=== Begin Enclosure ===

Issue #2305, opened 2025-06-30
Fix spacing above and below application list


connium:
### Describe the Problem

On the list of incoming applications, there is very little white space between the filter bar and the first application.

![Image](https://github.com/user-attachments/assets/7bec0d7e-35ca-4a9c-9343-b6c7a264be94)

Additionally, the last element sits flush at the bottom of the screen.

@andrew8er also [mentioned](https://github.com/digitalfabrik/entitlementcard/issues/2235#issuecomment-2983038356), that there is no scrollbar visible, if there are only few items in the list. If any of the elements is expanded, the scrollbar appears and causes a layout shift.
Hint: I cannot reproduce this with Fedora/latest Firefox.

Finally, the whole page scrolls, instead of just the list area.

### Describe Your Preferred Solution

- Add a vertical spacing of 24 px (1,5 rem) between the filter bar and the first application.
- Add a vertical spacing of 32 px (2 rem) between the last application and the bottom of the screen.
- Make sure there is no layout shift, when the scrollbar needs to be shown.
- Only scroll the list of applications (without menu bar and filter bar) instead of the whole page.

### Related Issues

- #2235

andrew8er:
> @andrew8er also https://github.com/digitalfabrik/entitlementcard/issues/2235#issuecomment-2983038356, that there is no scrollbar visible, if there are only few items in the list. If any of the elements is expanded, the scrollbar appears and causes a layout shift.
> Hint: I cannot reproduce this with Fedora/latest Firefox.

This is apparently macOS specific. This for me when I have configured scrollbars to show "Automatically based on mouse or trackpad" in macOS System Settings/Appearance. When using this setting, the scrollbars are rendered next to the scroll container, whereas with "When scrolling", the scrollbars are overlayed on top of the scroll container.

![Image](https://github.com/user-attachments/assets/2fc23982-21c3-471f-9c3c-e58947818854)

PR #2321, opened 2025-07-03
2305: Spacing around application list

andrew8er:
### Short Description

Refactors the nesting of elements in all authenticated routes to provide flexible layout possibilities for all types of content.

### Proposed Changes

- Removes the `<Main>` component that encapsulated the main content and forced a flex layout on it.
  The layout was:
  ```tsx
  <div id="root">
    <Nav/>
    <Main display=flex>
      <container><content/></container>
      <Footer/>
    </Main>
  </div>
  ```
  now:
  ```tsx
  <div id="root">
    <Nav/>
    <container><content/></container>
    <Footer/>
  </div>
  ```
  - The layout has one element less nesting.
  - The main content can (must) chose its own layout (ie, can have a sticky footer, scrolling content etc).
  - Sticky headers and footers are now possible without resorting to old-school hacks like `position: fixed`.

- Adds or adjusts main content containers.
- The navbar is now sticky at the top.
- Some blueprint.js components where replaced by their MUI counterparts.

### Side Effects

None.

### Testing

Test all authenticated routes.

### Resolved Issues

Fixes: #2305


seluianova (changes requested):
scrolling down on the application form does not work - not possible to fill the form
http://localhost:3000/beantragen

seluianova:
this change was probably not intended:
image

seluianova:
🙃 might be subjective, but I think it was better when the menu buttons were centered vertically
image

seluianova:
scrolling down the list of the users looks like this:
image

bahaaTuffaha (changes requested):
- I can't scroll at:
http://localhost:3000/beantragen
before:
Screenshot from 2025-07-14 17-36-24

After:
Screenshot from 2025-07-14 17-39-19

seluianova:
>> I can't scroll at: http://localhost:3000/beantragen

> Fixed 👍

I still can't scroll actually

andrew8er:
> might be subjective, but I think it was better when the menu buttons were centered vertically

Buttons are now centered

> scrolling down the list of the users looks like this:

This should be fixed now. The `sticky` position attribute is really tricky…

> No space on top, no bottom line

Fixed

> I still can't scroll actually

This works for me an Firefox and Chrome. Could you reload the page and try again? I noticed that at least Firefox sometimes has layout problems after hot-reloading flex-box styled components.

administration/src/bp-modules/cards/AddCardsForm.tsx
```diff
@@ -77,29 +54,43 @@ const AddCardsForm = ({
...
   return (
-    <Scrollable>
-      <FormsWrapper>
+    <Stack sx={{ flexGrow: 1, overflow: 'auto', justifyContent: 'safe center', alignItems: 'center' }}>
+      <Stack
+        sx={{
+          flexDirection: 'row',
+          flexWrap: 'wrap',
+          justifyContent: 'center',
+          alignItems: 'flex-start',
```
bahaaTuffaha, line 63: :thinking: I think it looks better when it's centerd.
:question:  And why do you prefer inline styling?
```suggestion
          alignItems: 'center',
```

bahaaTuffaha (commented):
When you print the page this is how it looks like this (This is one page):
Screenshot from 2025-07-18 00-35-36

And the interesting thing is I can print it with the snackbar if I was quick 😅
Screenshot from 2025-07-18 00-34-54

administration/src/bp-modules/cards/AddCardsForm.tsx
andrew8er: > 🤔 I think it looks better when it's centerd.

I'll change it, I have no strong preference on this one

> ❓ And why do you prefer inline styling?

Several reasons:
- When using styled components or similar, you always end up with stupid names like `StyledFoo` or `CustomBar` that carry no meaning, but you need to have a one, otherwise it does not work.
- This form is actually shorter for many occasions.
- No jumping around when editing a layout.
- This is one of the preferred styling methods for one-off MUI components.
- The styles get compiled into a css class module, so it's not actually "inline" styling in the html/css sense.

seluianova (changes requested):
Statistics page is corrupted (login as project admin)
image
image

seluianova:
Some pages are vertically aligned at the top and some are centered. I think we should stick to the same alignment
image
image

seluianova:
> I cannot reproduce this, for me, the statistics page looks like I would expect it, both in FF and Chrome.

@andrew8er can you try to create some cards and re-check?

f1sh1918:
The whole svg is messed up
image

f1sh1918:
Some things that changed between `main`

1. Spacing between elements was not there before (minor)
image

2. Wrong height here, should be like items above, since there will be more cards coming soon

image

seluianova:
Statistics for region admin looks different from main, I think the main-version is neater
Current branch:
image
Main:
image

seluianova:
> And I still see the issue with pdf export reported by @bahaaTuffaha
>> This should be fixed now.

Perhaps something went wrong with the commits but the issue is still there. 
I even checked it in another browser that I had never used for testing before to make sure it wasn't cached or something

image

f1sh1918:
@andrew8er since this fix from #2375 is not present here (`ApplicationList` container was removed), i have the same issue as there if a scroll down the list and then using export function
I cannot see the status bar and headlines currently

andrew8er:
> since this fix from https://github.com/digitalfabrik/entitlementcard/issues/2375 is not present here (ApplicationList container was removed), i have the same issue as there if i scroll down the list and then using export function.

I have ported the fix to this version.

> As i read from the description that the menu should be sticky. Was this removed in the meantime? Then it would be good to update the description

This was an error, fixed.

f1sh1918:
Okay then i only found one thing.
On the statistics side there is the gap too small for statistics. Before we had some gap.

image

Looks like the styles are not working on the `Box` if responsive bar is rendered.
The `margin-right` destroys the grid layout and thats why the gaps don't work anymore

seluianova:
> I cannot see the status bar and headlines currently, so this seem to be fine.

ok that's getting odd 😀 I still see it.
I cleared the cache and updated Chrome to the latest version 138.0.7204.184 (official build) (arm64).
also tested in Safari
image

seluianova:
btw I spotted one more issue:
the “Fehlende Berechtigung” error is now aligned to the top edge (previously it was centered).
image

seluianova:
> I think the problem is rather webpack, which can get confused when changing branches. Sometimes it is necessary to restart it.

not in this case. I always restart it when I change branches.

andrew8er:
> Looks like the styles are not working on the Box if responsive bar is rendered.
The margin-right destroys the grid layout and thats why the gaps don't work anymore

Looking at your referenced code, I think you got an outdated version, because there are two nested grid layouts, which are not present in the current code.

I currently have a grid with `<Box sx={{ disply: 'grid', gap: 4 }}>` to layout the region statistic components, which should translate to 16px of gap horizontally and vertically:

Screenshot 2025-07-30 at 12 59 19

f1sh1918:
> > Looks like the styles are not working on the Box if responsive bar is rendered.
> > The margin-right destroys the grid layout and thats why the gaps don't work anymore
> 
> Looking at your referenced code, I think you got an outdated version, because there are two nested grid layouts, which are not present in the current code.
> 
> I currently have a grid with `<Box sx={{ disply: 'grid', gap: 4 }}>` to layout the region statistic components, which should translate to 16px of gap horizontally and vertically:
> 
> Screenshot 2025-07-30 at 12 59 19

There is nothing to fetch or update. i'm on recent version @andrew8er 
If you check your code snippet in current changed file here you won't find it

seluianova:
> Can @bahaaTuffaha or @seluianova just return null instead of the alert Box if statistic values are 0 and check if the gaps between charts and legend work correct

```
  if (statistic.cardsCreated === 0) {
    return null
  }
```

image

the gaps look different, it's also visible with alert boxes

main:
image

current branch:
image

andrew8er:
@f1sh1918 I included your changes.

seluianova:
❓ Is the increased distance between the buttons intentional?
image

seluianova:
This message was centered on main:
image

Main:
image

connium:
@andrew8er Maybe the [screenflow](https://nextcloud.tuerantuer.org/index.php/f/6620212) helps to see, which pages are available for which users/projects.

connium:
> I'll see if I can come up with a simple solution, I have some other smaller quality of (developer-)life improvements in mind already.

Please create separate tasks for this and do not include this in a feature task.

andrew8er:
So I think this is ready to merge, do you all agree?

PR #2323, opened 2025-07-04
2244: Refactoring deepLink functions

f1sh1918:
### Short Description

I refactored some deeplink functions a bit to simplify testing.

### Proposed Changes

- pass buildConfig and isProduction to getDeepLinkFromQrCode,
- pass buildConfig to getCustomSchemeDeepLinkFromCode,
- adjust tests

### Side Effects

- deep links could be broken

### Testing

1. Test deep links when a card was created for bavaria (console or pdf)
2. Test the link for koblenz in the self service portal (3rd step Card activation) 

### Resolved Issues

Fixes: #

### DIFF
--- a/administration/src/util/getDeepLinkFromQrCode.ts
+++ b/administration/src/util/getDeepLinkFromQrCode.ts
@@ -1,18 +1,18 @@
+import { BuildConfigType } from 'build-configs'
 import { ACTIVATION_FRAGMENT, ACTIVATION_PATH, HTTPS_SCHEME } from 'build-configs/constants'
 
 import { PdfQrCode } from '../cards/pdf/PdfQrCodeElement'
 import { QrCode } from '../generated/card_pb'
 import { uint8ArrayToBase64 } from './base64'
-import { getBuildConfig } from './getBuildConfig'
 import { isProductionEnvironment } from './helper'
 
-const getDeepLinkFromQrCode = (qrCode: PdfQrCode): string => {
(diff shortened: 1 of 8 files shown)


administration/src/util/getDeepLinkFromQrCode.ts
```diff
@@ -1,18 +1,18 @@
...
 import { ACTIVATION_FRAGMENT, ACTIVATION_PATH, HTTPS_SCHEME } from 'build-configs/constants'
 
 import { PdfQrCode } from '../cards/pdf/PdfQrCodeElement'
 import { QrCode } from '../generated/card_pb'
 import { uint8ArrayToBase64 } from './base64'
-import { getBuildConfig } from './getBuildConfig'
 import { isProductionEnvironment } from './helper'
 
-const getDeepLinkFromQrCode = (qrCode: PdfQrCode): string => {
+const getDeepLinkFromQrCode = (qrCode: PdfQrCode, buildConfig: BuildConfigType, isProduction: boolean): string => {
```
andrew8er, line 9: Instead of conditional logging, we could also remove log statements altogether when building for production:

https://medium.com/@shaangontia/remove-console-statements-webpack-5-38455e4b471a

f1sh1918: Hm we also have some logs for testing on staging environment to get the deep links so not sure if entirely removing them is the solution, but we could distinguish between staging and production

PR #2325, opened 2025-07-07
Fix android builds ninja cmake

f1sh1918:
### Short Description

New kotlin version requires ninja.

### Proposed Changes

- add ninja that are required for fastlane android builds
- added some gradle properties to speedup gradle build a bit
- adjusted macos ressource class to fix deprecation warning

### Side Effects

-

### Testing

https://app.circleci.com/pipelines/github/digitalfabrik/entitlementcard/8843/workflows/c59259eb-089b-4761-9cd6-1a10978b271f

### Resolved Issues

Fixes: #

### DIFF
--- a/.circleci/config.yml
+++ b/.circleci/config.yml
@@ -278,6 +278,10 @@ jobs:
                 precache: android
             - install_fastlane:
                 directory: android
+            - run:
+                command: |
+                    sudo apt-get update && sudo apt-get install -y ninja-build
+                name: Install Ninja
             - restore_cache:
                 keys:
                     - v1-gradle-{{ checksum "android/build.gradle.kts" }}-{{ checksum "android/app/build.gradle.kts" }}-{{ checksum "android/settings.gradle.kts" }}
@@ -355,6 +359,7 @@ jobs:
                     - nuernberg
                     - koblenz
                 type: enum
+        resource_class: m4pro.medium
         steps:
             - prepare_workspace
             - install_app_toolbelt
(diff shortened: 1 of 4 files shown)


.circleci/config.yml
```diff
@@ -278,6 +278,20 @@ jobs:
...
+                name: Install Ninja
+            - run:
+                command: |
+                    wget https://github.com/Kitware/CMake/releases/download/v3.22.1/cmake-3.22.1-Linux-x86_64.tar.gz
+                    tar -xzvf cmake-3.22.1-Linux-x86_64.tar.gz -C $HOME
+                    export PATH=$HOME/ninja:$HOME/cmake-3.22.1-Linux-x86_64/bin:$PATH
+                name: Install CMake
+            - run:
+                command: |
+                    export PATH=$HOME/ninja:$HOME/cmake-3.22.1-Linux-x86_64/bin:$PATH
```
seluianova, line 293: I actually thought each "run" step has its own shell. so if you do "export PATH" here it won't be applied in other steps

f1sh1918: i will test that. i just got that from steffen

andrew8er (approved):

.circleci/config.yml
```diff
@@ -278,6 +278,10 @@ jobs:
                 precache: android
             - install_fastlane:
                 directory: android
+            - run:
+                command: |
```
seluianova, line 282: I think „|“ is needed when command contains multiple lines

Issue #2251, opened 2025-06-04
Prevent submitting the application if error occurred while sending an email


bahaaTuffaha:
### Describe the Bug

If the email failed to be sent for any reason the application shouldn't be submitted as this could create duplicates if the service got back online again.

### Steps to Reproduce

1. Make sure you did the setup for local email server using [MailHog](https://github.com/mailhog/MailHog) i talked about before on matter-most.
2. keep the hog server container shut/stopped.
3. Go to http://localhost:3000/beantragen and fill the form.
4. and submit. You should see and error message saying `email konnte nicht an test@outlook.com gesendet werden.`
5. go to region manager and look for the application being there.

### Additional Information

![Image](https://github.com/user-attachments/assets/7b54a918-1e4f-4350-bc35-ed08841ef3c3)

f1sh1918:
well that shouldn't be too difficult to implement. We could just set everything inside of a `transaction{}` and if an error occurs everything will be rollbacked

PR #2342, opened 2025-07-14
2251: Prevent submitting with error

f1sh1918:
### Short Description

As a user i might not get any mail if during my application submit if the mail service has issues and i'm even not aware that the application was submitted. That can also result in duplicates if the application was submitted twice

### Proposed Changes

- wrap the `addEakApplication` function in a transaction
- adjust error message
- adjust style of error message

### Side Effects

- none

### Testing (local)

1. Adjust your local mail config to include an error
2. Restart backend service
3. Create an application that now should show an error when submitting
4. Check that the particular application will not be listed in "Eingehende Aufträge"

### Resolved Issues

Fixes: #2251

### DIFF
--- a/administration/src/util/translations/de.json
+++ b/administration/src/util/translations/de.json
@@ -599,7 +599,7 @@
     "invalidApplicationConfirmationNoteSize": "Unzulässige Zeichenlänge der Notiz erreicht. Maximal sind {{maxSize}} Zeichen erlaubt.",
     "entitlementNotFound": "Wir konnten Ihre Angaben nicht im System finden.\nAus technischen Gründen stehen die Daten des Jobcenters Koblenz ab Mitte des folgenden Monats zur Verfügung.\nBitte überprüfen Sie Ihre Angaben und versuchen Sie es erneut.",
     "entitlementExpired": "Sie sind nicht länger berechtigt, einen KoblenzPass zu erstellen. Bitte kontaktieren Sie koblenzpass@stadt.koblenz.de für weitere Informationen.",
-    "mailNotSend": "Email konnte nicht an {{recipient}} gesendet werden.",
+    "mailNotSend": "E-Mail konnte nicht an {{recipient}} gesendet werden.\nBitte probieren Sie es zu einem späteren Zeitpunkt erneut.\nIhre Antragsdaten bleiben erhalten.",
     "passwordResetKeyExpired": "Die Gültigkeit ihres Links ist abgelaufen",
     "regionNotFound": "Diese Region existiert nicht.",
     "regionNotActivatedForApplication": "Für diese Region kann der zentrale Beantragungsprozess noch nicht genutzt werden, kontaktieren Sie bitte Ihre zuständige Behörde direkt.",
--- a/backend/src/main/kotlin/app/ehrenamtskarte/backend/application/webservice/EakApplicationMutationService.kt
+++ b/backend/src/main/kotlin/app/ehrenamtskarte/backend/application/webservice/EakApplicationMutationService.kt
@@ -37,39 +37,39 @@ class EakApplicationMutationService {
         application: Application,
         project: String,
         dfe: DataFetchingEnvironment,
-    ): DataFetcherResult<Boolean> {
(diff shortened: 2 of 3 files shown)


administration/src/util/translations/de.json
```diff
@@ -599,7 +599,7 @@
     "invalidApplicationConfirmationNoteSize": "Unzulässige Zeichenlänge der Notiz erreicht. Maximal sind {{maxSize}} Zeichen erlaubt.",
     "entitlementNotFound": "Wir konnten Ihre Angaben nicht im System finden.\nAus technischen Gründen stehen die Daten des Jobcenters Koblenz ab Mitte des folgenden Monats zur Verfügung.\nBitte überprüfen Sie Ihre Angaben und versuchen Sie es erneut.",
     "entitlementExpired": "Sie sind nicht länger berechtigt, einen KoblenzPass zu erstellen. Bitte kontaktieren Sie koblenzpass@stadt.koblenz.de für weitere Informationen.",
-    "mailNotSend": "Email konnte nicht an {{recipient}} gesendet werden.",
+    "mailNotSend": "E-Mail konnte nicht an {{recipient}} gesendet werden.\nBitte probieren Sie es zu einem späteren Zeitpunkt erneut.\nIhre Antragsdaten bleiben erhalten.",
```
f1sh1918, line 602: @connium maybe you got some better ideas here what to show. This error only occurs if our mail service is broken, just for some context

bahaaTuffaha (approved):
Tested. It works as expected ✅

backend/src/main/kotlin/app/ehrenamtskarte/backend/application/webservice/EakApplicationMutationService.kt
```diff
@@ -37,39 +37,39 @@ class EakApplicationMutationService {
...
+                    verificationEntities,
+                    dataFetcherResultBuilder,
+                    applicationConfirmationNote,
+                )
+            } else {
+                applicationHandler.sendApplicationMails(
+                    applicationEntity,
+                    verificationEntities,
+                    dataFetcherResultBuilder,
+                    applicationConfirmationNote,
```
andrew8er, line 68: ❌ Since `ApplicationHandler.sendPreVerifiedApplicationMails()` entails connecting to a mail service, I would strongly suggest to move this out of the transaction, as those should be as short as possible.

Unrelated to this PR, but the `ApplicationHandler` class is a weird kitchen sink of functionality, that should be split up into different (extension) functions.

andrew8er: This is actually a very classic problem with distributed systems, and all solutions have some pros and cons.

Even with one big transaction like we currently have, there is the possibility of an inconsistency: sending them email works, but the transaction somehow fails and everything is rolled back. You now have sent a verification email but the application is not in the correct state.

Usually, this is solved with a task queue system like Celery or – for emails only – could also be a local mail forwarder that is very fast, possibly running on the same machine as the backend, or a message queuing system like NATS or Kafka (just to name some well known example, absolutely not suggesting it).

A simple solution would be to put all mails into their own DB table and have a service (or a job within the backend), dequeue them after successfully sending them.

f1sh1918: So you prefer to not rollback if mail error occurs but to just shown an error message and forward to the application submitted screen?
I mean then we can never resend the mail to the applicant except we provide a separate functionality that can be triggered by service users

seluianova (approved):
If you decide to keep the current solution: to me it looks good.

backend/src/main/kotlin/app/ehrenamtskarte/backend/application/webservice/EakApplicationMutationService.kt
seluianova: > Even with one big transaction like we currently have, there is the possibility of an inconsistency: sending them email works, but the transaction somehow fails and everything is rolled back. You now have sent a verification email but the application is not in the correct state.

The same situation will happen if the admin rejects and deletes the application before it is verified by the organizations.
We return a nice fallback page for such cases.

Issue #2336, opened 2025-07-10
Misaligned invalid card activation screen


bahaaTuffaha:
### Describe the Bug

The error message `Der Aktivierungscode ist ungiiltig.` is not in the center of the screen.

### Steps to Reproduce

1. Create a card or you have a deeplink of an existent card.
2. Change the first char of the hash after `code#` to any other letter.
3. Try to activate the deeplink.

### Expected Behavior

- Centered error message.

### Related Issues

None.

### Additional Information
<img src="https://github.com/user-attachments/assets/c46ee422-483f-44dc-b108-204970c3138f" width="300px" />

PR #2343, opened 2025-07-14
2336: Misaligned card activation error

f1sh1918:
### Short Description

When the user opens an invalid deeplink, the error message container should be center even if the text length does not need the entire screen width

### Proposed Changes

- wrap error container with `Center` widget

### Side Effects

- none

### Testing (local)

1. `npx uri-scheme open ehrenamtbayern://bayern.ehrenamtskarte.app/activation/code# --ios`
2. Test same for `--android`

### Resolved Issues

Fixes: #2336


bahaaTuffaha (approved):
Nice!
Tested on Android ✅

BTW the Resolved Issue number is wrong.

=== End Enclosure ===

* [Exercise] Each line of the material that contains the string "without" has to be copied out.

* [Exercise answer]
- Only scroll the list of applications (without menu bar and filter bar) instead of the whole page.
  - Sticky headers and footers are now possible without resorting to old-school hacks like `position: fixed`.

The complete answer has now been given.